TokuDB has the fastest insert rate but it also uses much more space (see wKB/i) and CPU (see Mcpu/i) compared to MyRocks. I suspect it is trading more space amplification to get less write amplification as explained by
the RUM Conjecture.
Compared to MyRocks, InnoDB writes more to storage per insert (see wKB/i), uses more CPU per insert (see Mcpu/i) and uses more space (see size) even compared to uncompress MyRocks.
IO-bound load metrics
See the
IO-bound load metrics section in
my previous post for the legend for the tables below.
Fast SSD
ips.av ips.99 r/i rkb/i wkb/i Mcpu/i size rss r/s rmb/s wmb/s cpu engine
126727 4671 0 0.23 2.07 175 226 4.9 266 29.6 523.2 22.2 Rocks.def10.kmin.mar
129879 7638 0 0.34 1.98 174 225 12.8 383 43.6 513.3 22.7 Rocks.def10.kmin.apr
128816 7687 0 0.13 1.64 209 101 14.1 147 16.6 421.0 27.0 Rocks.def10.kmin.apr.zstd
61711 3353 0.09 1.48 14.65 562 402 4.0 5698 91.2 904.3 34.7 InnoDB-5.7.17.redo4
63959 3419 0.09 1.43 10.11 535 402 4.0 5732 91.7 646.6 34.2 InnoDB-5.7.17.redo32
45874 1790 0.11 1.71 11.25 585 402 43.2 4915 78.6 516.0 26.8 InnoDB-5.6.35.redo4
59312 2473 0.10 1.56 8.36 593 403 43.2 5776 92.4 495.7 35.2 InnoDB-5.6.35.redo32
156250 4150 0.01 0.82 2.97 340 400 11.2 1854 128.1 464.5 53.1 TokuDB-5.7.17-none
123259 1535 0.01 0.25 1.00 540 143 11.2 854 30.4 123.5 66.6 TokuDB-5.7.17-zlib
Slow SSD
ips.av ips.99 r/i rkb/i wkb/i Mcpu/i size rss r/s rmb/s wmb/s cpu engine
122963 5280 0.01 1.46 1.55 192 232 12.8 1443 179.6 380.0 23.7 Rocks.def10.nokmin.apr
127316 7283 0 0.32 0.91 148 225 12.9 334 40.8 230.1 18.8 Rocks.def10.kmin.apr
125842 7420 0 0.11 0.73 177 101 14.1 112 13.4 182.7 22.3 Rocks.def10.kmin.apr.zstd
82771 1980 0.01 0.66 1.11 259 114 13.7 445 54.5 182.7 21.4 Rocks.def10.nokmin.apr.zstd
34101 1975 0.10 1.60 10.91 402 400 39.7 3412 54.6 372.0 13.7 InnoDB-5.7.17.redo4
49244 1750 0.10 1.56 6.39 454 403 40.0 4803 76.9 314.5 22.4 InnoDB-5.7.17.redo32
17654 605 0.18 2.79 12.22 448 398 43.2 3083 49.3 215.7 7.9 InnoDB-5.6.35.redo4
30734 1276 0.09 1.50 5.01 407 403 43.2 2882 46.1 153.9 12.5 InnoDB-5.6.35.redo32
In-memory throughput over time
Fast SSD
InnoDB variance and throughput are much worse with a 4gb vs 32gb redo log. MyRocks variance has improved significantly from the March 17 to the April 14 build thanks to support for L0 to L0 compaction. TokuDB has a few stalls, similar to the March 17 build of MyRocks.
Slow SSD
InnoDB suffers from too much variance regardless of redo log size. It needs random write IOPs and the slow SSD has less of that than the fast SSD. MyRocks with the April 14 build is much better than the March 17 build because of the change to perform L0 to L0 compaction to reduce the chance of stalls.
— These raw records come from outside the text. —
Issue #275, opened 2017-07-06
Need of `libverify`


ronaldtse:
## Description

`libverify` was previously used to support `rnpv` for a very light verification library, but since we're going to merge `rnp` and `rnpv` ( #69 ), `libverify` is no longer useful.

@ni4 suggests we should we remove it. What do you think?

Personally I believe just `librnp` is good enough, and signing/verification functionality should be placed together.

flowher:
Maybe I'm missing a point, but I don't see why too keep it as separated binary.

ronaldtse:
@flowher #69 describes several approaches for the command line util. Several individuals have mentioned that it is hard to use multiple CLIs, and for people who come from GnuPG expect everything provided in one binary.

We can always take an approach with aliasing, such as `alias rnpk=rnp --keys` or the other way round.

ronaldtse:
What do you think @catap @dewyatt ?

catap:
@ronaldtse I agree with you

ronaldtse:
@ni4 would you like to handle the culling of `libverify`? 😉

ni4:
@ronaldtse sure, will cut it out

PR #301, opened 2017-07-15
Remove rnpv and all the corresponding stuff.

ni4:
The goal of this PR is removal of libverify and rnpv according to issue #275.
Basically, I just removed directory rnpv and cleaned up all the build files and settings.

Given that rnp is not in release yet I didn't care about 'after install' cleanup, i.e. to delete old rnpv when installing/upgrading packages, and so on so on.


ronaldtse:
Thank you @ni4 !

dewyatt:
Merging since we have 2 approvals. :)

PR #306, opened 2017-07-16
Set hash algorithm while calculating fingerprint

flowher:
Found during ECDH development - hash algorithm was not set when fingerprint is calculated.

### DIFF
--- a/src/lib/misc.c
+++ b/src/lib/misc.c
@@ -397,7 +397,6 @@ pgp_fingerprint(pgp_fingerprint_t *fp, const pgp_pubkey_t *key)
         if (rnp_get_debug(__FILE__)) {
             hexdump(stderr, "v2/v3 fingerprint", fp->fingerprint, fp->length);
         }
-        fp->hashtype = PGP_HASH_MD5;
     } else if (key->version == 4) {
         mem = pgp_memory_new();
         if (mem == NULL) {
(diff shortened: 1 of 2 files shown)


dewyatt:
The field doesn't appear to be used anywhere, but this is obviously better than not populating it at all.
Eventually it'd be great to remove support for (deprecated) key versions < 4, but that's an issue for another day.

ronaldtse:
@dewyatt it'd be great if we can separate the functions for different key versions (since there's a proposal for v5) instead of an `if` statement here 😄

flowher:
Indeed the only usage was removed by one of the recent commits. Gone now.
BTW: 
```
typedef struct pgp_key_t {
...
    pgp_fingerprint_t sigfingerprint; /* pgp signature fingerprint */
   ....
    pgp_fingerprint_t encfingerprint; /* pgp encryption id fingerprint */
...
}
```

Any idea why do we have 2 fingerprints in the structure ? The encfingerprint is only used by keystore and comments says something that "it should be done better".

ni4:
@flowher As far as I understand those different fingerprints were added to store fingerprint of signing/encrypting key/subkey. Looks like an artifact - fingerprint must be single, and property of key or subkey itself.

flowher:
@ni4 Thanks, that would be also my understanding.

dewyatt:
@ni4 is correct on those fields and I've been looking at removing them as part of https://github.com/riboseinc/rnp/issues/277

flowher:
ok, thanks. 
I don't want to change code, but I've updated comment in the packet.h to reflect what was stated here.

flowher:
Guys, please don't hesitate add yourself to my reviews if you feel like you want to.

ni4:
Merging as it was second approval.

PR #1477, opened 2021-04-09
Fix man versions for the v0.15.0 release (release branch).

ni4:


ni4:
As from https://github.com/rnpgp/rnp/pull/1475#issuecomment-816563971 :

@ronaldtse Then we'll need to update man pages again and put 0.15.1 there :) Basically, would tag re-push cause any problems?

ronaldtse:
> Then we'll need to update man pages again and put 0.15.1 there :) Basically, would tag re-push cause any problems?

Don't think there would be problems...

I think the versions in man pages should probably be generated via CMake, not committed to the man page files.

ronaldtse:
@ni4 b88091dc implements the CMake versioning for man pages.

ni4:
@ronaldtse Thanks, this way it is much clear! LGTM, but cannot add me to the reviewers :)

antonsviridenko (approved):

ronaldtse:
@dewyatt can you have a quick look to see if this is good to go? Thanks!

ni4:
@dewyatt Is it good to go now, after merge to master?

ni4:
Ping @dewyatt

dewyatt (approved):

Xiretza:
> Basically, would tag re-push cause any problems?

Please don't do this again, it breaks everything downstream that expects tags to be immutable. Just create a bugfix release.

ni4:
@Xiretza Thanks for the input. Could you please provide an example of what can be broken? Is it some cmake build process or something similar?

Xiretza:
As an example, the AUR package (https://aur.archlinux.org/packages/rnp/) broke and had to be updated because the downloaded tarball suddenly had a different checksum. It also ruins reproducible builds because building the "old" 0.15.0 obviously produces different build products than the "new" 0.15.0, even though the version claims to be the same.

ni4:
@Xiretza Thanks for the clarification! Will not move tags anymore.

IO-bound throughput over time
Fast SSD
This is similar to the in-memory results. InnoDB variance and throughput are much worse with a 4gb vs 32gb redo log. MyRocks variance has improved significantly from the March 17 to the April 14 build thanks to support for L0 to L0 compaction. TokuDB has a few stalls.
Slow SSD
InnoDB has too much variance, redo log size isn't significant but 5.7.17 is better than 5.6.35. For MyRocks the April 14 build is better than March 17 and the kMinOverlappingRatio feature helps.